We strongly support the current proposals that savings and dividend income remain subject to UK tax rates and are not devolved.
2.3 Corporation Tax
We have significant concerns over the implications of devolving corporation tax
because of the extent of integration of the UK economy. While the “simplest”
approach would be to subject companies registered or located in Scotland to Scottish corporation tax, this ignores the source location of the profits themselves.
We are aware that the OECD is currently examining the allocation of profits between country units of multinational corporations. This could have implications for a Scottish company where most of its customers are in rUK (and for rUK companies with a Scottish customer base) giving rise to potential disputes with Scottish and rUK tax authorities on the split of profits. Again, this could discourage firms from operating across the UK and is likely to result in the need to revisit contingency plans regarding the location of Scottish based life offices.

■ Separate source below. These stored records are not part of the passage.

PR #4270, opened 2025-12-16
Add `read_nwb_as_analyzer` function

alejoe91:
Useful function to instantiate a `SortingAnalyzer` from an NWB file as good as we can :)

TODO

- [ ] Add tests


chrishalcrow:
My experience of trying to load recordings is that the channel locations are often not saved with the nwb recording, but that they are saved somewhere else in the nwb file. @bendichter mentioned in a meeting that they'd thought about this problem, and maybe had a solution?

alejoe91:
This will require some key metadata (e.g., an electrodes table and rel_x/rel_y available). In case some key stuff is missing, it will throw an error!

alejoe91:
This will require some key metadata (e.g., an electrodes table and rel_x/rel_y available). In case some key stuff is missing, it will throw an error!

src/spikeinterface/extractors/nwbextractors.py
```diff
@@ -1789,3 +1797,280 @@ def read_nwb(file_path, load_recording=True, load_sorting=False, electrical_seri
         outputs = outputs[0]
 
     return outputs
+
+
+def load_analyzer_from_nwb(
```
samuelgarcia: you don't like the name read_nwb_as_analyzer() ? to match the kilosort one.

src/spikeinterface/extractors/nwbextractors.py
```diff
@@ -1789,3 +1797,280 @@ def read_nwb(file_path, load_recording=True, load_sorting=False, electrical_seri
...
+    if "waveform_mean" in units:
+        from spikeinterface.core.analyzer_extension_core import ComputeTemplates, ComputeRandomSpikes
+
+        # instantiate templates
+        analyzer.compute("random_spikes", method="all")
+
+        templates_ext = ComputeTemplates(sorting_analyzer=analyzer)
+        templates_avg_data = np.array([t for t in units["waveform_mean"].values]).astype("float")
+        total_ms = templates_avg_data.shape[1] / analyzer.sampling_frequency * 1000
+        template_params = get_default_analyzer_extension_params("templates")
```
samuelgarcia: I think this is a strange guess.
Do we except nwd to have the same template params as spikeinterface actual version  ?

samuelgarcia: Is there a proper way to do it ?
I think I would go directly to the 1/3 2/2 + warnings meachanism.

src/spikeinterface/extractors/nwbextractors.py
```diff
@@ -1789,3 +1797,280 @@ def read_nwb(file_path, load_recording=True, load_sorting=False, electrical_seri
...
+        templates_ext.data["std"] = templates_std_data
+        templates_ext.run_info["run_completed"] = True
+
+        analyzer.extensions["templates"] = templates_ext
+
+    template_metric_columns = ComputeTemplateMetrics.get_metric_columns()
+    quality_metric_columns = ComputeQualityMetrics.get_metric_columns()
+
+    tm = pd.DataFrame(index=sorting.unit_ids)
+    qm = pd.DataFrame(index=sorting.unit_ids)
```
samuelgarcia: Can we set the correct dtype from the new extension system ?

src/spikeinterface/extractors/nwbextractors.py
```diff
@@ -1789,3 +1797,280 @@ def read_nwb(file_path, load_recording=True, load_sorting=False, electrical_seri
...
+            templates_std_data = np.zeros_like(templates_avg_data)
+        templates_ext.data["std"] = templates_std_data
+        templates_ext.run_info["run_completed"] = True
+
+        analyzer.extensions["templates"] = templates_ext
+
+    template_metric_columns = ComputeTemplateMetrics.get_metric_columns()
+    quality_metric_columns = ComputeQualityMetrics.get_metric_columns()
+
+    tm = pd.DataFrame(index=sorting.unit_ids)
```
h-mayorquin: what is tm?

src/spikeinterface/extractors/nwbextractors.py
```diff
@@ -1789,3 +1797,280 @@ def read_nwb(file_path, load_recording=True, load_sorting=False, electrical_seri
...
+    if compute_extra is not None:
+        if verbose:
+            print(f"Computing extra extensions: {compute_extra}")
+        compute_extra_params = {} if compute_extra_params is None else compute_extra_params
+        analyzer.compute(compute_extra, **compute_extra_params)
+
+    return analyzer
+
+
+def create_dummy_probegroup_from_locations(locations, shape="circle", shape_params={"radius": 1}):
```
h-mayorquin: we should make this private as we might want to change this.

src/spikeinterface/extractors/nwbextractors.py
```diff
@@ -1789,3 +1797,280 @@ def read_nwb(file_path, load_recording=True, load_sorting=False, electrical_seri
...
+    probe.set_contacts(locations, shapes=shape, shape_params=shape_params)
+    probe.set_device_channel_indices(np.arange(len(probe.contact_positions)))
+    probe.create_auto_shape()
+    probegroup = ProbeGroup()
+    probegroup.add_probe(probe)
+
+    return probegroup
+
+
+def make_df(group):
```
h-mayorquin: we should make this private as we might want to change this. Plus, this is a super generic name that we don't want to contaminate any namespace with.

src/spikeinterface/extractors/nwbextractors.py
```diff
@@ -1789,3 +1797,280 @@ def read_nwb(file_path, load_recording=True, load_sorting=False, electrical_seri
...
+        else:
+            channel_ids = electrodes_table_sliced["id"][:]
+        num_samples = [sorting.to_spike_vector()[-1]["sample_index"]]
+        rec_attributes = dict(
+            channel_ids=channel_ids,
+            sampling_frequency=sorting.sampling_frequency,
+            num_channels=len(channel_ids),
+            num_samples=num_samples,
+            is_filtered=True,
+            dtype="float32",
```
h-mayorquin: why do we need the dtype and why is it fixed?

h-mayorquin (commented):
first read

src/spikeinterface/extractors/nwbextractors.py
```diff
@@ -1789,3 +1797,280 @@ def read_nwb(file_path, load_recording=True, load_sorting=False, electrical_seri
...
+        electrical_series_path=electrical_series_path,
+        unit_table_path=unit_table_path,
+        stream_mode=stream_mode,
+        stream_cache_path=stream_cache_path,
+        cache=cache,
+        storage_options=storage_options,
+        use_pynwb=use_pynwb,
+        t_start=t_start_tmp,
+        sampling_frequency=sampling_frequency,
+    )
```
alejoe91, line 1851: We could use `session_start_time` instead.

src/spikeinterface/extractors/nwbextractors.py
```diff
@@ -1789,3 +1797,280 @@ def read_nwb(file_path, load_recording=True, load_sorting=False, electrical_seri
...
+                    raise Exception(
+                        f"More than one group, use group_name option to select units. Available groups: {np.unique(group_names)}"
+                    )
+                else:
+                    unit_mask = group_names == group_name
+                    if verbose:
+                        print(f"Selecting {sum(unit_mask)} / {len(units)} units from {group_name}")
+                    sorting = sorting.select_units(unit_ids=sorting.unit_ids[unit_mask])
+                    units = units.loc[units.index[unit_mask]]
+                    electrodes_indices = units["electrodes"]
```
alejoe91, line 1909: we could use the same trick as the "aggregation_key" when instantiating a sorting analyzer from grouped recordings/sortings

src/spikeinterface/extractors/nwbextractors.py
alejoe91: I think we should make this optional at the Analyzer level (same for is_filtered)

alejoe91:
Closing in favor of https://github.com/SpikeInterface/spikeinterface/pull/4645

Having different Scottish/ rUK corporation tax rates would also require having to run separate Scottish/ rUK books for life assurance and annuity business (sometimes referred to as BLAGAB) for pricing purposes (which is undertaken daily for unit linked business). BLAGAB products are taxed on
I-E profits with the shareholders’ share of those profits taxed at shareholders tax rate (currently 21%) with the balance taxed at policyholder tax rate (currently 20%). Maintaining separate books would be a substantial administrative burden.
Having different Scottish/ rUK pricing would significantly complicate products and their marketing. It could also result in some funds becoming too small to be viable – for example because of overheads or because it was no longer feasible to offer asset diversification or sufficient spreading of investment risk.
It would also be necessary to identify separate Scottish/ rUK pension profits for tax purposes, albeit this shouldn’t impact the customer, being a shareholder matter.
We strongly oppose the devolution of corporation tax to the Scottish Parliament.
2.4 VAT
We understand that it would not be permitted under EU law to have different VAT rates or principles between Scotland and rUK. If this is incorrect, there would be implications for the way we price our products in reflection of our expense base.
2.5 Inheritance Tax
The financial services industry offers customers products designed specifically
to meet any IHT liability they may incur in future. If rates of IHT were to be different in Scotland, then the products would need adjusted accordingly. If the broader approach to IHT were different, the changes required would be more significant. This is not as significant an issue as differences in the pension product tax regime but would nevertheless require amendments to new and potentially existing products.
Product tax frameworks outside of pensions
By far the most important ‘product tax’ framework is that for pensions. We discuss this earlier. However, there are other tax frameworks which should also be considered. Examples include:
ISAs – these receive favourable tax treatment subject to contribution limits
Investment Bonds – these allow 5% of the initial investment to be withdrawn tax free each year
We strongly oppose devolving the power to amend tax frameworks at specific product level.
Social security benefits
It is common practice for income protection policies, which replace income in the event that an individual is (temporarily) unable to continue their / any occupation, to base the monthly claim value on a specified amount less what the individual receives from the state. If Scottish residents were entitled to a different amount of state benefit, this would need to be allowed for in policy terms and conditions and in claim calculations, leading to an increased administrative burden.
We hope our submission is helpful to the Smith Commission and would be very happy to discuss any aspect of our response further.